Pénétrer l’œuvre de Virginia Woolf, c’est tenter de saisir toute la complexité de l’angoisse humaine. C’est accepter qu’elle oscille entre folie et génie. Bien que dans le cas de Woolf, les deux pendants semblent faire corps et donner à ses livres une atmosphère à la fois mystique et poétique. Virginia est un personnage réservé, quasiment effacé alors qu’elle tutoie les sommets des lettres anglaises. En 2002, Nicole Kidman, méconnaissable, campe majestueusement une Woolf tourmentée dans The Hours de Stephen Daldry. Le réalisateur y donne à lire une torture psychologique qui finira par pousser l’auteur de Mrs Dalloway au suicide en 1941.
Vita Sackville-West est à l’opposé de Woolf. Les contraires s’attirent, n’est-ce pas. Essayiste, traductrice, jardinière, romancière et poétesse, elle est surtout un nom connu de l’aristocratie anglaise. Bien que mariée, elle assume pourtant son homosexualité dans l’Angleterre du début du 20ème. Vita jouit complètement de son rang, adule les mondanités, côtoie écrivains et intellectuels. Sackville-West connait déjà une notoriété bien assise en tant qu’auteure, quand elle rencontre Virginia Woolf lors d’un dîner en 1922. Virginia, à la tête de la Hogarth Press avec son mari Leonard lui propose alors de publier son prochain livre.

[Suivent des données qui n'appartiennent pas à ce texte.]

PR #288, opened 2026-06-17
feat(js-sdk): add useExpressionResolver composable for Pebble expression resolution

fdelbrayelle:
## Summary

- Ports [kestra-io/artifact-sdk#71](https://github.com/kestra-io/artifact-sdk/pull/71) to `@kestra-io/kestra-sdk`
- Plugin topology-details and modal components display raw task configuration that may contain Pebble expressions (`{{ vars.region }}`, `{{ namespace.x }}`, etc.) — these were shown verbatim instead of resolved values
- Layered resolution: client-side `vars.*` → `namespace.*` → optional server-side `evalExpression` when `executionId` is available

## Resolution layers

1. **`{{ vars.x }}`** — fetches flow `variables` map; works in editor without execution context
2. **`{{ namespace.x }}`** — fetches namespace variables (EE); requires optional `fetchNamespaceVars` fetcher
3. **`evalExpression`** — server-side fallback for remaining `{{ … }}` when `executionId` present; resolves `inputs`, `outputs`, `trigger`, `envs`, `globals`
4. **Unresolvable** — secrets/credentials returned as-is

## API

```ts
import { flow } from "@kestra-io/kestra-sdk/flows";
import { evalExpression } from "@kestra-io/kestra-sdk/executions";
import { useExpressionResolver } from "@kestra-io/kestra-sdk";

const { resolveSync, resolve } = useExpressionResolver(
  computed(() => props.namespace),
  computed(() => props.flowId),
  computed(() => props.execution?.id as string | undefined),
  { fetchFlow: flow, evalExpression },
);

// Sync (editor view, inside computed()):
const region = computed(() => resolveSync(props.taskRunner?.region));

// Async (post-execution, resolves inputs/outputs/trigger/envs):
const region = ref<string>();
watch(() => props.taskRunner?.region, async (v) => { region.value = await resolve(v); }, { immediate: true });
```

## Design notes

Fetchers are injected (not imported internally) so the composable stays decoupled from specific API modules. `vue` added as peer dependency (`^3.0.0`).

## Test plan

- [ ] Build passes (`npm run build` in `javascript/javascript-sdk`)
- [ ] Consumers import `useExpressionResolver` from `@kestra-io/kestra-sdk` and call with `fetchFlow` + optional `evalExpression`
- [ ] `resolveSync` resolves `{{ vars.x }}` against flow variables in editor view (no execution required)
- [ ] `resolve` falls back to `evalExpression` when `executionId` available and unresolved `{{ … }}` remain
- [ ] Unresolvable expressions (secrets, missing vars) returned as-is

### DIFF
--- a/javascript/javascript-sdk/package.json
+++ b/javascript/javascript-sdk/package.json
@@ -72,6 +72,9 @@
     "nprogress": "0.2.0",
     "axios": "1.16.1"
   },
+  "peerDependencies": {
+    "vue": "^3.0.0"
+  },
   "devDependencies": {
     "@hey-api/openapi-ts": "^0.97.3",
     "@types/node": "^25.9.1",
--- a/javascript/javascript-sdk/src/index.ts
+++ b/javascript/javascript-sdk/src/index.ts
@@ -5,6 +5,7 @@ import { client } from "./openapi/client.gen"
 import type { ClientOptions, Config } from "./openapi/client"
 
 export * from "./openapi/index"
+export * from "./useExpressionResolver"
 
 declare global {
     interface Window {
--- a/javascript/javascript-sdk/src/useExpressionResolver.ts
+++ b/javascript/javascript-sdk/src/useExpressionResolver.ts
@@ -1,0 +1,104 @@
+import { ref, watch, readonly } from "vue";
+import type { Ref } from "vue";
+
+function resolveStaticPatterns(
+    value: string,
+    contexts: {
+        vars?: Record<string, string>;
+        namespace?: Record<string, string>;
+    },
+): string {
+    return value.replace(/\{\{\s*([\w]+(?:\.[\w]+)*)\s*\}\}/g, (match, path: string) => {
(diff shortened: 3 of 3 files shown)


elevatebart (commented):
I do not understand the intention yet.
Can you add some tests to specify what you are trying to do? 

It feels like it does not belong here. But since I do not understand the purpose yet, I cannot say for sure.

javascript/javascript-sdk/package.json
```diff
@@ -72,6 +72,9 @@
     "nprogress": "0.2.0",
     "axios": "1.16.1"
   },
+  "peerDependencies": {
+    "vue": "^3.0.0"
+  },
```
elevatebart, line 77: this is a very very bad idea. All the consumers of the SDK will be prompted to add vue as a dependency which they most certainly will not use. What is they use React or Angular more popular and ubiquitous?

elevatebart (commented):
Meh

PR #299, opened 2026-06-25
feat(javascript): add expressions/render endpoint to EE spec and expose renderExpressions()

jymaire:
## Summary

- Adds the `POST /api/v1/{tenant}/expressions/render` endpoint (plus its
  `ExpressionController.RenderExpressionRequest` / `RenderedExpressions` schemas)
  to the EE OpenAPI spec (`kestra-ee.yml`).
- Adds a `./expressions` subpath export to the JavaScript SDK so openapi-ts
  generates a plain, framework-agnostic `renderExpressions()` function, importable
  from `@kestra-io/kestra-sdk/expressions`.

This replaces the earlier approach in this PR (a hand-written `useRenderedExpressions`
Vue composable). The SDK stays framework-agnostic: it ships only the generated
pass-through client, and consumers (EE plugin UIs) own their own framework glue.

## Endpoint behavior

The endpoint renders a list of Pebble expressions **for display purposes only**,
using a restricted engine:

| Expression | Result |
|---|---|
| `vars.*`, `flow.*`, `globals.*` | Resolved |
| `secret('KEY')` | `[secret: KEY]` — never the real value |
| `inputs.*`, `outputs.*`, `execution.*` | Resolved when `executionId` (or a flow context) is provided; raw otherwise |
| `env()`, `kv()`, non-deterministic / IO functions | Kept raw |
| Anything unresolvable | Kept raw (resolution is all-or-nothing per expression) |

Provide an `executionId` to resolve against an execution context, a `namespace` +
`flowId` (or a raw `flow` YAML source) to resolve against a flow context; otherwise
only globals are available.

## Usage

```ts
import { renderExpressions } from "@kestra-io/kestra-sdk/expressions";

const { rendered } = await renderExpressions({
    tenant,
    expressions: [task.region, task.bucket],
    executionId,
});
```

## Related

- kestra-io/kestra#16874
- Depends on the OSS endpoint implementation adding `POST /api/v1/{tenant}/expressions/render`


fdelbrayelle (approved):

elevatebart (changes requested):
This PR would make the SDK unusable in a React environment. 
Addin the vue lib as a peer dependency would make `npm install` fail in this context.

jymaire:
> This PR would make the SDK unusable in a React environment. Addin the vue lib as a peer dependency would make `npm install` fail in this context.

@elevatebart  ~~Do we have a React environment?~~ Is marking peer dep as optional like I did in the last [commit](https://github.com/kestra-io/client-sdk/pull/299/changes/878cef2ce0e32e7f8e123387613c18979bfc32db) good enough?

edit: remark from François : we could have users using SDK with React

kestra-ee.yml
```diff
@@ -35,6 +35,41 @@ tags:
 - name: Misc
   description: Misc api
 paths:
+  /api/v1/{tenant}/expressions/render:
```
jymaire, line 38: to replace once EE PR merged

jymaire:
Superseded by the auto-sync — `main` now carries both the generated `/expressions/render` spec block (via the kestra-ee@develop regen, PR #319) and the `./expressions` SDK export. Nothing left for this branch to add, so closing.

PR #241, opened 2015-10-26
chore: upgrade deps, shrinkwrap everything, lint, remove jsfmt

vvo:
+ upgrade all deps
+ remove jsfmt (not seen where it brings value vs eslint, eg: instantsearch dev)
+ lint
+ shrinkwrap the whole
+ upgrade browzers, test on microsoft edge

As done in all our "critical" js libraries (helper, client, instant).


vvo:
IE8 tests are broken. Helper is no more IE8 compatible. We need to indicate to use polyfill.io now

PR #244, opened 2015-11-02
fix(hierarchical): refined + no result

maxiloc:


maxiloc:
@vvo Not sure how to test this one

vvo:
Can you elaborate on what you are fixing with maybe a list of actions leading to the bug (this will help build the test case)

maxiloc:
If you refine the hierarchical menu and then type a query that lead to no results.
https://github.com/algolia/instantsearch.js/issues/385

vvo:
So you could start with simple.js again and make it so you have two actions (first toggle where you have results, then do a new search where there are no results).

C’est le début d’une correspondance qui durera 18 ans, jusqu’à la mort de Woolf. Correspondance 1923-1941 – Vita Sackville- West/Virginia Woolf est le titre du livre paru chez Stock en 2010 et qui retrace en quelques 576 pages la liaison épistolaire qu’ont entretenue les deux femmes. Dans une société qui ne badine pas avec la bienséance, leur liberté de mœurs n’est pas toujours admise. A ce sujet, Woolf écrira à son « amie » le 17 février 1926 : « … J’ai eu des tas d’ennuis avec des parents à moi, des gens âgés. Trois vieux messieurs, aux alentours de la soixantaine, ont découvert que Vanessa (sa sœur) vit dans le péché avec Duncan Grant et que je suis l’auteure de Mrs Dalloway – ce qui équivaut à vivre dans le péché. »
Heureusement, dans un cas comme dans l’autre, les deux femmes ont pu se consoler d’avoir deux époux assez « compréhensifs ». Le mari de Sackville West étant lui-même bisexuel, ça aide. A son sujet, elle dira d’ailleurs : « Naturellement, il n’est pas jaloux ».Pourtant, au vu de la nature des échanges de Vita et de Virginia, il y a matière à l’être. Entre autres invitations aguicheuses, on peut ainsi lire :«Si je te voyais me donnerais-tu un baiser ? Si j’étais au lit, est-ce que tu me *** ». En décembre 1925, la relation devient explicitement charnelle. Les lettres sont alors jalonnées de « ma chérie », « très chère créature ». Etc.
Pour autant, l’échange reste majoritairement axé autour de réflexions sur l’écriture et la littérature. West est fascinée par le génie littéraire de Woolf : « Je compare mon écriture d’analphabète à la vôtre, si savante, et je rougis de honte ». « … C’est là le genre de chose que j’aimerais écrire moi-même ». Par la suite, Virginia dressera le portrait de Vita, sous les traits d’Orlando, une biographie fantasmée dans laquelle le héros, double reconnaissable de Vita, traverse les siècles et change de sexe. A propos de ce livre, Nigel Nicolson, le fils de Vita dira que c’est « la plus longue et la plus charmante lettre d’amour de la littérature ».